**Your objective:** Show each line in the listing below that contains the word "make".
+--
PR #230, opened 2020-06-17
first pass at a filtering function + no irises

topepo:
This function can remove some tuning parameter results form `.metrics`, `.predictions`, and `.extracts`. 

@DavisVaughan and @juliasilge: any thoughts on the function name?


juliasilge:
I do feel a little uncertain about `filter_` as a name given that that there are rows _and_ columns in the tibble going in as a parameter. I'm not 100% on board, I don't think. Maybe let's get a little more input on options.

PR #258, opened 2020-08-07
Correct .config qualitative identifier for predictions in submodel case

juliasilge:
The `.config` qualitative identifier was being incorrectly matched up 🐛 to predictions because of how I set up `cbind()` in `append_predictions()`; the predictions in the submodel case do not come out of `predict_model()` in a very predictable fashion so we can't count on that. 

This PR instead creates a little dataframe of params and the `.config` identifier and uses an `inner_join()` instead.

Note that the dataframe is created using `across()` because we don't know the column names ahead of time:

```r
dplyr::distinct(metrics, dplyr::across(c(param_names, ".config")))
```

I don't know if we think it's too soon to use something from dplyr 1.0.0 in this package.

This PR addresses tidymodels/stacks#29. We know have unique but more importantly _correct_ qualitative identifiers.

``` r
library(tidymodels)
set.seed(1234)

mtcars_tb <- mtcars %>% 
  as_tibble() %>% 
  mutate(vs = c(sample(vs, 0), rep(NA_integer_, 10), sample(vs, 22)),
         disp = c(sample(disp, 22), rep(NA_integer_, 10)))

train_test_split <- initial_split(mtcars_tb)
train <- training(train_test_split)
test <- testing(train_test_split)

cv_fold_mtc <- vfold_cv(mtcars_tb)

recipe_naomit <- recipe(mpg ~ disp + vs, data = train) %>% 
  step_naomit(all_predictors(), skip = TRUE) %>%
  step_normalize(all_numeric()) 

lasso_mod <- 
  linear_reg() %>%
  set_engine("glmnet") %>% 
  set_args(penalty = tune(),
           mixture = 1)

wflow <-
  workflow() %>% 
  add_recipe(recipe_naomit) %>%
  add_model(lasso_mod)

lasso_tune <- 
  tune_grid(
    object = wflow, 
    resamples = cv_fold_mtc, 
    grid = 10,
    control = control_grid(save_pred = TRUE)
  )

collect_predictions(lasso_tune, summarize = TRUE) %>%
  count(.row, .config) %>%
  filter(n > 1)
#> # A tibble: 0 x 3
#> # … with 3 variables: .row <int>, .config <chr>, n <int>
```

<sup>Created on 2020-08-06 by the [reprex package](https://reprex.tidyverse.org) (v0.3.0.9001)</sup>


topepo:
Would this lead to a `dplyr` version requirement for >= 1.0.0?

PR #260, opened 2020-08-09
Small typo in tune_grid() documentation

hnagaty:
I found 2 small typos in the documentation of `tune_grid()` and I fixed them here.

Those are:
1- For example, if a parameter is marked for optimization using penalty = tune(), there should be a column **names tune**. ==> there should be a column **named penalty**
2- For example, if the number of PCA components in a recipe step are being tuned over three values (along with model tuning parameters), only three recipes **are are** trained ==> double are


juliasilge:
Thank you so much @hnagaty! 🙌

PR #273, opened 2020-09-03
Construct a "manual" rset for usage in `last_fit()`

### LINKED ISSUE #264: split_to_rset() uses randomness when it doesn't need to
Extracted from https://github.com/tidymodels/tune/issues/11#issuecomment-675648443, because I now believe this is a separate standalone issue.

`split_to_rset()` calls `rsample::mc_cv()` just to get the structure of that rset subclass, but then we override the results with `x`. HOWEVER, it relies on randomness to generate the object that we overwrite. This causes some confusion with reproducibility between `last_fit()` and direct usage of `fit()/predict()`.

```r
> tune:::split_to_rset
function (x) 
{
    prop <- length(x$in_id)/nrow(x$data)
    res <- rsample::mc_cv(x$data, times = 1, prop = prop)
    res$splits[[1]] <- x
    res
}
```

Since we really just need to generate the structure the rset object, we should consider using the below rewrite instead. It is still suboptimal because it hardcodes the structure of an mc_cv rset, but I can live with that.

```r
# Manually construct an `mc_cv()` rset.
# Don't call `mc_cv()` directly, as that will mess with the random seed
split_to_rset <- function(x) {
  times <- 1L
  prop <- length(x$in_id) / nrow(x$data)
  strata <- FALSE
  
  attrib <- list(prop = prop, times = times, strata = strata)
  
  splits <- list(x)
  
  ids <- "Resample1"
  
  rsample::new_rset(
    splits = list(x), 
    ids = ids,
    attrib = attrib,
    subclass = c("mc_cv", "rset")
  )
}
```

DavisVaughan:
Closes #264 

Rather than using `mc_cv()`, this now constructs a new "manual" rset object from a set of splits/ids (here, just 1 split and 1 id). This avoids the randomness issue altogether.

I think it might be nice to move this manual rset idea to rsample eventually. It would be a simple wrapper around `new_rset()` that also has the vctrs/dplyr support built in, but wouldn't carry around any extra attributes. People could use `make_splits()` to construct their splits using manual indices, then pass the splits to `manual_rset()`. If you like that idea, I could move these pieces to rsample now and then make tune import dev rsample.


topepo:
> If you like that idea, I could move these pieces to rsample now and then make tune import dev rsample.

That's a good idea. Go ahead and do that.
+--
**Answer for the task:**
I think it might be nice to move this manual rset idea to rsample eventually. It would be a simple wrapper around `new_rset()` that also has the vctrs/dplyr support built in, but wouldn't carry around any extra attributes. People could use `make_splits()` to construct their splits using manual indices, then pass the splits to `manual_rset()`. If you like that idea, I could move these pieces to rsample now and then make tune import dev rsample.
> If you like that idea, I could move these pieces to rsample now and then make tune import dev rsample.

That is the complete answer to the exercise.